Hacker News new | ask | show | jobs
by miket 1271 days ago
Any question asking about the letters of words is bound to underwhelm because GPT3 is trained on sub-word tokens, so it does not have random access to individual letters. The word "prime" is tokenized as a single token, instead of 5 characters:

https://beta.openai.com/tokenizer

2 comments

I’ve seen this said before, but it’s quite clear from the responses that it understands that prime has 5 letters.
Now try a gibberish word. A human could count the number of letters but ChatGPT can only approximate it.
Me: How many letters are in the word “smorgle” ?

GPT: There is no word "smorgle" in the English language.

Me: I never said it was English.

GPT: I apologize for assuming that "smorgle" was a word in the English language. Without any further context or information about the word "smorgle," I am unable to determine how many letters it has or provide any additional information about it.

Me: Count the letters

GPT: If you would like me to count the letters in the word "smorgle," it has 7 letters.

I’m so trained to double checking anything it says, I quickly confirmed that smorgle does indeed have 7 letters.
Me: I’ve made up a word called “mlaizapf”. Can you count the number of letters?

ChatGPT: Sure! "Mlaizapf" has 8 letters.

--

Me: How about this word: “spoofydoofaplixader”

ChatGPT: Spoofydoofaplixader" has 18 letters.

--

Me: How about the following words: "ghottiaopepinopepotorzey", "zazzamataz", and "maaq"

Gpt: Here are the number of letters in each word:

* "Ghottiaopepinopepotorzey" has 23 letters.

* "Zazzamataz" has 10 letters.

* "Maaq" has 4 letters.

Is there anything else I can help with?

------

It got all of them correct except for "ghottiaopepinopepotorzey" which has 24 letters, not 23.

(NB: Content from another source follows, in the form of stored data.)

PR #79, opened 2023-07-27
Followups from PR #47 and additional polish

nvkelso:
Includes minor polish and bug fixes to #47 

- [x] Country labels at early zooms with CountryInfo functionality and tests
  - [x] Bug fixes
- [x] Region labels at early zooms with RegionInfo functionality and tests
  - [x] Bug fixes
- [x] More locality labels at early zooms
- [x] Consistent locality labels at mid zooms (San Francisco was popping in and out versus Oakland)
  - [x] Bug fixes
- [x] Remove WOF reference from SemVer statement as that's not used yet
- [x] Minor style changes / bug fixes
- [x] Add Makefile target for Kansas (helpful for debugging country and region labels in USA)
- [x] Add Makefile target for planet-xl for super well provisioned machines (and twiddle planet target)
- [x] Switch countryInfo to ISO codes (instead of fussy names) && update test
- [x] Switch regionInfo to ISO codes (instead of fussy names) && update test
- [x] Physical lines always set `pmap:level`, not just at late zooms
- [x] Places add sortKey and label grid for more consistent labeling (and smaller tiles)
- [x] POIs show smaller park labels at slightly earlier high zooms
- [x] POIs discount tall self storage buildings
- [x] POIs discount very long text names should only be shown at later zooms
- [x] POIs emphasize IATA airports
- [x] POIs de-emphasize wilderness areas
- [x] Transit include pmap:min_zoom for client side label collisions
- [x] Transit always set `pmap:level`, not just at late zooms
- [x] Don't use 110m Natural Earth data ever (use 50m instead at lowest zooms)
- [x] Boundaries from NE show 1 zoom earlier (confusing 256px versus 512px bug)
- [x] Water from NE show 1 zoom earlier (confusing 256px versus 512px bug)
- [x] OSMRef option to gather localized refs (like OSMNames) for Places layer
- [ ] Push some small zoom 14 parks in POIs layer to zoom 15 / 16 instead

In my rush out the door for vacation and then funeral I had a few uncommitted local changes that are recreated here on top of latest main.


tiles/src/main/java/com/protomaps/basemap/feature/RegionInfos.java
```diff
@@ -7,107 +7,961 @@
...
-    Yukon|CA|3.5|7.5
-    New South Wales|AU|4.6|8.1
-    Queensland|AU|4.6|8.1
-    South Australia|AU|4.6|8.1
-    Tasmania|AU|4.6|8.1
-    Victoria|AU|4.6|8.1
-    Western Australia|AU|4.6|8.1
-    Australian Capital Territory|AU|4.6|8.1
-    Northern Territory|AU|4.6|8.1
+    Australian Capital Territory|AU-ACT|3.5|7.5|Q3258
```
nvkelso, line 17: @bdon This list is getting long, so long that Java complains and suggested I put it into a file instead. I put the full list into a file, and kept a shorter version here. This should be refactored to load from the file instead. Can you submit a patch for that, please?

nvkelso:
This is ready for review, @bdon can you take a look please?

I'm still doing a few QA/QC tasks but it's ready enough for a global build now.

tiles/src/main/java/com/protomaps/basemap/feature/CountryInfos.java
```diff
@@ -253,24 +253,27 @@ public class CountryInfos {
...
     }
   }
 
-  public static CountryInfo getByName(SourceFeature sf) {
-    var name = sf.hasTag("name:en") ? sf.getString("name:en") : sf.getString("name");
-    if (countryInfoByName.containsKey(name)) {
-      return countryInfoByName.get(name);
+  public static CountryInfo getByISO(SourceFeature sf) {
+    var isoCode = sf.hasTag("ISO3166-1:alpha2") ? sf.getString("ISO3166-1:alpha2") : (
+      sf.hasTag("country_code_iso3166_1_alpha_2") ? sf.getString("country_code_iso3166_1_alpha_2") : (
```
nvkelso, line 272: Completely vexing that Geofabrik or Planetiler is changing the name of this OSM key by the time it gets here...

tiles/src/main/java/com/protomaps/basemap/feature/RegionInfos.java
```diff
@@ -7,107 +7,961 @@
...
+      regionInfoByWikidata.put(parts[4],
+        new RegionInfo(parts[0], parts[1], Double.parseDouble(parts[2]) - 1.0, Double.parseDouble(parts[3]) - 1.0, parts[4]));
+    }
+  }
+
+  public static RegionInfos.RegionInfo getByISO(SourceFeature sf) {
+    // ISO codes aren't always included in extracts, oddly, so introspect which tags are
+    //sf.tags().forEach((key, value) -> System.out.printf("%s: %s\n", key, value));
+
+    var isoCode = sf.hasTag("ISO3166-2") ? sf.getString("ISO3166-2") : (
```
nvkelso, line 947: Even though OSM has this tag, by the time we see the file via GeoFabrik and Planetiler it's gone!?

tiles/src/main/java/com/protomaps/basemap/feature/RegionInfos.java
```diff
@@ -7,107 +7,961 @@
...
+      sf.hasTag("region_code_iso3166_2") ? sf.getString("region_code_iso3166_2") : (
+        sf.hasTag("ISO3166-2") ? sf.getString("ISO3166-2") : "XX-XX")
+    );
+    if (regionInfoByISO.containsKey(isoCode)) {
+      return regionInfoByISO.get(isoCode);
     }
     return unknownInfo;
   }
+
+  public static RegionInfos.RegionInfo getByWikidata(SourceFeature sf) {
```
nvkelso, line 957: But wikidata IDs do come thru, so switch to that...

tiles/src/main/java/com/protomaps/basemap/layers/Places.java
```diff
@@ -258,14 +264,14 @@ public List<VectorTile.Feature> postProcess(int zoom, List<VectorTile.Feature> i
 
     List<VectorTile.Feature> top64 = cities.subList(startIndex, endIndex);
 
-    // This should always be less than 64 now that a label grid is being used
+    // This should always be less than 32 now that a label grid is being used
```
nvkelso, line 267: Something is still off in this section... if I take it down to 32 from 64 some big cities still drop out in error... which suggests an error in the sort algo?

tiles/src/main/java/com/protomaps/basemap/layers/Pois.java
```diff
@@ -278,6 +278,11 @@ public void processFeature(SourceFeature sf, FeatureCollector features) {
           } else {
             minZoom = 15;
           }
+
+          // Hack for weird San Francisco university
```
nvkelso, line 282: This is a hack, but the map in SF looks really bad without it. OK to keep?

nvkelso: Probably we want to scope down more so it doesn't test every feature's name...

tiles/src/main/java/com/protomaps/basemap/feature/CountryInfos.java
bdon: Can you link an example? This shouldn't be happening at all anywhere.

tiles/src/main/java/com/protomaps/basemap/feature/RegionInfos.java
bdon: Referring to a entity like https://www.openstreetmap.org/relation/162112 right?

tiles/src/main/java/com/protomaps/basemap/feature/CountryInfos.java
nvkelso: Ah, I think I figured it out... The `{country, region}` relation has itself and a labeling node. The [relation](https://www.openstreetmap.org/relation/148838) has the expected tags (`ISO3166-1:alpha2` = `US`, but the labeling [node](https://www.openstreetmap.org/node/424317935) doesn't (but it does have `country_code_iso3166_1_alpha_2` = `US`). 

I'm used to other software (eg osm2pgsql or imposm) doing some lite processing to make them more self consistent during the extract and load phases before this transform phase in the ETL.

Here in the transform phase we probably need to walk the `rel` to see if the parent has the expected tags, else default to node's tags. **-OR-** evaluate if `wikidata` is widespread on the nodes and just use that instead (like how I migrated the Regions from ISO to wikidata).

Very interesting... It seems similar to its math abilities, where it struggles with bigger numbers or more complex problems.

I asked it a bunch of gibberish words and it got them all correct.
My mental model is that if you give it real words, it uses approximately one token per word, and it may or may not know how many letters are in the word - it will have learned how many letters there are only if that information was in its training. Just like any other fact it learns about words. It is not counting the letters.

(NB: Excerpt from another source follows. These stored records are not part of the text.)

Issue #72, opened 2023-07-21
sort_rank and highroad-style layering


bdon:
In order to make correct casing ordering on complex overpasses, we may need to change Tilezen - Tangram relied on `sort_rank` with casings to overlay an arbitrary number of layers. For MapLibre GL we have `sort_key` in the style but that only works per-layer: casings needs to be drawn as separate layers.

In my experience the only solution is to have a fixed set of layers each with their own filter e.g. layers -2, -1, 0, 1, 2. @nvkelso

nvkelso:
My work around recommendation is to have -1, 0, 1, and a single new MapLibre style layer for "even higher bridges" (level = 2, 3, 4, 5, 6).

That way you avoid parsing the MVT in MapLibre "again, again, again" looking for features at those levels per style layer – when mostly no MVT data layer features are found to be eligible for the GL style layers.

Ideally the "inline" and "outline" are in the same GL style layer and could use the existing `sort_key` from Tilezen (which would need a port over to this repo). But the explosion of MapLibre style layers for each `kind` and the levels is already burdensome...

bdon:
@nvkelso I don't think there is still any solve for what you described like tilezen `sort_key` because of intersections? https://github.com/maplibre/maplibre/discussions/164#discussioncomment-4925345

So we need have 4 levels, say 5 road classes, and casings/inner strokes, 4*5*2 = 40 layers...

Unless you think we can combine all road classes into a single layer with expressions

bdon:
@wipfli what if styles weren't embedded in the properties, but you had a single layer for all classes, and the paint properties were a (very big) case statement? So a complete stack would be like

```
tunnels_casing
tunnels
ground_casing
ground
bridges_casing
bridges
bridges_2_casing
bridges
```

Instead of having `motorway`, `primary`, etc.

wipfli:
Yes the `case` approach works. A limitation is that MapLibre GL JS currently does not support data-driven line-dash arrays and some other properties like line-caps. Maybe worth talking to @zelonewolf and others from the American map style. They run into the same problem.

bdon:
So if we designed around the constraint that there are no variation in linecaps or dashes, we can get away with the total set of ~8 road layers I listed above - it would be cleaner in the number of layers, and have beastly `match`/`case` expressions - is this really better for performance than having 40 layers, or about the same?

wipfli:
regarding performance cc @msbarry

msbarry:
[...]

PR #85, opened 2023-08-13
layers attr on roads is integer [#72]

bdon:
@nvkelso 

This also starts fleshing out unit tests on layers


andrey-abstracted:
On a similar note the layers attribute on Buildings and Transit is a string. It would help to filter out underground structures if it was an integer

bdon:
Fixed by https://github.com/protomaps/basemaps/pull/100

If you give it a gibberish word, it will represent it with one letter per token and be actually able to more or less count tokens in order to figure out how many letters there are.

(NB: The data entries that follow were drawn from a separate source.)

PR #87, opened 2023-08-14
Ensure strait labels are limited to single layer (and not any water polygon exterior rings)

nvkelso:
Strait features were eligible for both physical_point and physical_line layers, producing duplicate horizontal point labels and oriented line labels in the same tile.

There should only ever be a single representation, and we should prefer the point label at this time. 

(In future we may want to generate curved lines suitable for labeling from the area, but right now we derive a label point instead.)

The result of this change keeps the blue circled node, but drops the red line.

image


nvkelso:
After:

image

image

bdon:
LGTM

So this ends up looking like it can count letters in most words, real and fake. Perhaps it would do poorly with real but uncommon words.

>more or less count tokens

Which is what I meant by saying "approximate" because it can "count" the number of tokens.

> it does not have random access to individual letters

this presumes it works by understanding the components of the question and reasoning based on them. But it doesn't access down to that level, instead just guessing the most likely next word based on statistical tricks. so it doesn't need to "know" about letters to generate a reasonable response involving letters.

What do you think hidden layers do?
not familiar with that - what is it?